◆ **Work to be completed**: Give the data again in its entirety, exactly as provided.

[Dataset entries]

:::

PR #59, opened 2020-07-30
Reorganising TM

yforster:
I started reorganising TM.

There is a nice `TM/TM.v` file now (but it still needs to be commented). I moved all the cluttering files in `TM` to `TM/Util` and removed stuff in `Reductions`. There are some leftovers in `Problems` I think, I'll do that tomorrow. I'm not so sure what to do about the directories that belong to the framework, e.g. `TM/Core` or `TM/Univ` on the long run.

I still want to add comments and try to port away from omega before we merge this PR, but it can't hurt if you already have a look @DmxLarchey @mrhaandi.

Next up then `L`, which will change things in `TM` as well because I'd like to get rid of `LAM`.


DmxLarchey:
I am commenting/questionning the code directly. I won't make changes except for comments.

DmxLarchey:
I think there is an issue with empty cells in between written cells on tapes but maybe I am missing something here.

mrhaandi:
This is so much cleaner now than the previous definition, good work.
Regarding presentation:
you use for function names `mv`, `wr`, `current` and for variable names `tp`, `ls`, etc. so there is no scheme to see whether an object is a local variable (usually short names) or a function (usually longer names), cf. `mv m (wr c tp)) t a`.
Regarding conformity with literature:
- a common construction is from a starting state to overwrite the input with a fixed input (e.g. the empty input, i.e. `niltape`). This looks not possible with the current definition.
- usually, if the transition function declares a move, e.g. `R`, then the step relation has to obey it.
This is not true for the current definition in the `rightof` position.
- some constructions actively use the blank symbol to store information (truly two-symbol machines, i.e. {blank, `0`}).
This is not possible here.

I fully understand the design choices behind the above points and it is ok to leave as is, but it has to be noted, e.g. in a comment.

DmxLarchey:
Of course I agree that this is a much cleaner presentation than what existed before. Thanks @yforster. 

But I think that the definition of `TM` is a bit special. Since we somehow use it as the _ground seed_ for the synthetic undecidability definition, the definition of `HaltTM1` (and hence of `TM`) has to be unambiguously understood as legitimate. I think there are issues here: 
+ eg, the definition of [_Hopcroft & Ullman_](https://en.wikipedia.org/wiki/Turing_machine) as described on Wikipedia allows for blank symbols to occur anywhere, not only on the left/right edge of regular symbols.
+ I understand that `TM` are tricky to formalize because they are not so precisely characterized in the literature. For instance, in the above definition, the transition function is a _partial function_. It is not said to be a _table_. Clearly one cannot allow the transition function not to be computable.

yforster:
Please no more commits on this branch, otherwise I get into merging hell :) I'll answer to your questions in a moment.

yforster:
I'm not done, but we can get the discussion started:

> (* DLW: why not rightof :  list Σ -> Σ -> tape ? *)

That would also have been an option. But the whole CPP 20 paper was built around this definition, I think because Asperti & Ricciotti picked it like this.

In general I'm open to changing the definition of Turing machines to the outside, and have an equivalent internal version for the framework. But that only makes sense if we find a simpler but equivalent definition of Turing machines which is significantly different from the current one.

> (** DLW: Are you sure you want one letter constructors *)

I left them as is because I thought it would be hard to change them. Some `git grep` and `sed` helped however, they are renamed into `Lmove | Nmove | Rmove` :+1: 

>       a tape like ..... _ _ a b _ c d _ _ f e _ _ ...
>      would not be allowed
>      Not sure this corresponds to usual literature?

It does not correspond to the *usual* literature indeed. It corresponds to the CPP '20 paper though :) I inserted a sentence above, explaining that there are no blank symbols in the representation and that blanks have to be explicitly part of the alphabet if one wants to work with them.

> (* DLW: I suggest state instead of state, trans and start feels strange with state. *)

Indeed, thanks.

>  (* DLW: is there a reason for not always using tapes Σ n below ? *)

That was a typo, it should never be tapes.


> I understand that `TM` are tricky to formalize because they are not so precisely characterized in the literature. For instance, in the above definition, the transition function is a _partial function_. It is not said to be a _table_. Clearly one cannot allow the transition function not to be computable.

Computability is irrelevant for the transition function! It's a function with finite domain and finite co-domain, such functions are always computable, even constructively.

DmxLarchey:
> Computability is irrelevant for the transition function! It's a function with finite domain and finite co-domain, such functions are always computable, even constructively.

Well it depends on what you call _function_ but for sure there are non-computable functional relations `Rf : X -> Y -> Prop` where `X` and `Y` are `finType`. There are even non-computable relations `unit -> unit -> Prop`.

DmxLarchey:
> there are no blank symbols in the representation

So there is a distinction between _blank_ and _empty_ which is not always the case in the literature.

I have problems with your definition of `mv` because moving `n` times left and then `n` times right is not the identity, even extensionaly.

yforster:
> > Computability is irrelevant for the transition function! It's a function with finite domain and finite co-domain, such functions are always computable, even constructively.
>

:::

◆ **Solution below**:
PR #59, opened 2020-07-30
Reorganising TM

yforster:
I started reorganising TM.

There is a nice `TM/TM.v` file now (but it still needs to be commented). I moved all the cluttering files in `TM` to `TM/Util` and removed stuff in `Reductions`. There are some leftovers in `Problems` I think, I'll do that tomorrow. I'm not so sure what to do about the directories that belong to the framework, e.g. `TM/Core` or `TM/Univ` on the long run.

I still want to add comments and try to port away from omega before we merge this PR, but it can't hurt if you already have a look @DmxLarchey @mrhaandi.

Next up then `L`, which will change things in `TM` as well because I'd like to get rid of `LAM`.


DmxLarchey:
I am commenting/questionning the code directly. I won't make changes except for comments.

DmxLarchey:
I think there is an issue with empty cells in between written cells on tapes but maybe I am missing something here.

mrhaandi:
This is so much cleaner now than the previous definition, good work.
Regarding presentation:
you use for function names `mv`, `wr`, `current` and for variable names `tp`, `ls`, etc. so there is no scheme to see whether an object is a local variable (usually short names) or a function (usually longer names), cf. `mv m (wr c tp)) t a`.
Regarding conformity with literature:
- a common construction is from a starting state to overwrite the input with a fixed input (e.g. the empty input, i.e. `niltape`). This looks not possible with the current definition.
- usually, if the transition function declares a move, e.g. `R`, then the step relation has to obey it.
This is not true for the current definition in the `rightof` position.
- some constructions actively use the blank symbol to store information (truly two-symbol machines, i.e. {blank, `0`}).
This is not possible here.

I fully understand the design choices behind the above points and it is ok to leave as is, but it has to be noted, e.g. in a comment.

DmxLarchey:
Of course I agree that this is a much cleaner presentation than what existed before. Thanks @yforster. 

But I think that the definition of `TM` is a bit special. Since we somehow use it as the _ground seed_ for the synthetic undecidability definition, the definition of `HaltTM1` (and hence of `TM`) has to be unambiguously understood as legitimate. I think there are issues here: 
+ eg, the definition of [_Hopcroft & Ullman_](https://en.wikipedia.org/wiki/Turing_machine) as described on Wikipedia allows for blank symbols to occur anywhere, not only on the left/right edge of regular symbols.
+ I understand that `TM` are tricky to formalize because they are not so precisely characterized in the literature. For instance, in the above definition, the transition function is a _partial function_. It is not said to be a _table_. Clearly one cannot allow the transition function not to be computable.

yforster:
Please no more commits on this branch, otherwise I get into merging hell :) I'll answer to your questions in a moment.

yforster:
I'm not done, but we can get the discussion started:

> (* DLW: why not rightof :  list Σ -> Σ -> tape ? *)

That would also have been an option. But the whole CPP 20 paper was built around this definition, I think because Asperti & Ricciotti picked it like this.

In general I'm open to changing the definition of Turing machines to the outside, and have an equivalent internal version for the framework. But that only makes sense if we find a simpler but equivalent definition of Turing machines which is significantly different from the current one.

> (** DLW: Are you sure you want one letter constructors *)

I left them as is because I thought it would be hard to change them. Some `git grep` and `sed` helped however, they are renamed into `Lmove | Nmove | Rmove` :+1: 

>       a tape like ..... _ _ a b _ c d _ _ f e _ _ ...
>      would not be allowed
>      Not sure this corresponds to usual literature?

It does not correspond to the *usual* literature indeed. It corresponds to the CPP '20 paper though :) I inserted a sentence above, explaining that there are no blank symbols in the representation and that blanks have to be explicitly part of the alphabet if one wants to work with them.

> (* DLW: I suggest state instead of state, trans and start feels strange with state. *)

Indeed, thanks.

>  (* DLW: is there a reason for not always using tapes Σ n below ? *)

That was a typo, it should never be tapes.


> I understand that `TM` are tricky to formalize because they are not so precisely characterized in the literature. For instance, in the above definition, the transition function is a _partial function_. It is not said to be a _table_. Clearly one cannot allow the transition function not to be computable.

Computability is irrelevant for the transition function! It's a function with finite domain and finite co-domain, such functions are always computable, even constructively.

DmxLarchey:
> Computability is irrelevant for the transition function! It's a function with finite domain and finite co-domain, such functions are always computable, even constructively.

Well it depends on what you call _function_ but for sure there are non-computable functional relations `Rf : X -> Y -> Prop` where `X` and `Y` are `finType`. There are even non-computable relations `unit -> unit -> Prop`.

DmxLarchey:
> there are no blank symbols in the representation

So there is a distinction between _blank_ and _empty_ which is not always the case in the literature.

I have problems with your definition of `mv` because moving `n` times left and then `n` times right is not the identity, even extensionaly.

yforster:
> > Computability is irrelevant for the transition function! It's a function with finite domain and finite co-domain, such functions are always computable, even constructively.
>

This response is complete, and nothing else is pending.